=== Data ===

PR #802, opened 2020-11-18
WIN32 - Copy dlls from external project to right place

juliencastelneau:
Creation of a new macro:
If a dll is generated in a plugin from an extenal project (MUSIC for instance), 
the dll poduced  is now copied to the right directory

PR #822, opened 2020-12-16
[Package] solve packaging pb on Ubuntu with .so files

mathildemerle:
Solve a packaging problem on Ubuntu due to https://github.com/medInria/medInria-public/pull/802 with .so files from medInria plugins which were removed before packaging.

:m:


Florent2305 (approved):
Ok, just verify if other changes will be needed to compile some external private plugins

PR #823, opened 2020-12-17
[Package] package fails because of patchs

mathildemerle:
The BUILD_ALWAYS at 0 created patch error at the packaging step.

:m:


Florent2305 (approved):
ok

PR #825, opened 2020-12-17
Handle workspace construction failure

fcollot:
This PR adds the possibility to handle workspace construction failure.

If an (unrecoverable) error is encountered in the constructor, it should throw an exception. This will be caught and handled by the workspace factory. The switch to the workspace will be cancelled and medInria will switch to the home area instead. To make sure resources are properly freed, a dedicated "parent" widget is given to the workspace so that all qwidgets it has created can be destroyed easily.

===

Exercise instructions:
What do the lines from the one with "[Package] solve packaging" through the last line of the entries say? Print them word for word, both ends included, and nothing else.

Output of the exercise:
[Package] solve packaging pb on Ubuntu with .so files

mathildemerle:
Solve a packaging problem on Ubuntu due to https://github.com/medInria/medInria-public/pull/802 with .so files from medInria plugins which were removed before packaging.

:m:


Florent2305 (approved):
Ok, just verify if other changes will be needed to compile some external private plugins

PR #823, opened 2020-12-17
[Package] package fails because of patchs

mathildemerle:
The BUILD_ALWAYS at 0 created patch error at the packaging step.

:m:


Florent2305 (approved):
ok

PR #825, opened 2020-12-17
Handle workspace construction failure

fcollot:
This PR adds the possibility to handle workspace construction failure.

If an (unrecoverable) error is encountered in the constructor, it should throw an exception. This will be caught and handled by the workspace factory. The switch to the workspace will be cancelled and medInria will switch to the home area instead. To make sure resources are properly freed, a dedicated "parent" widget is given to the workspace so that all qwidgets it has created can be destroyed easily.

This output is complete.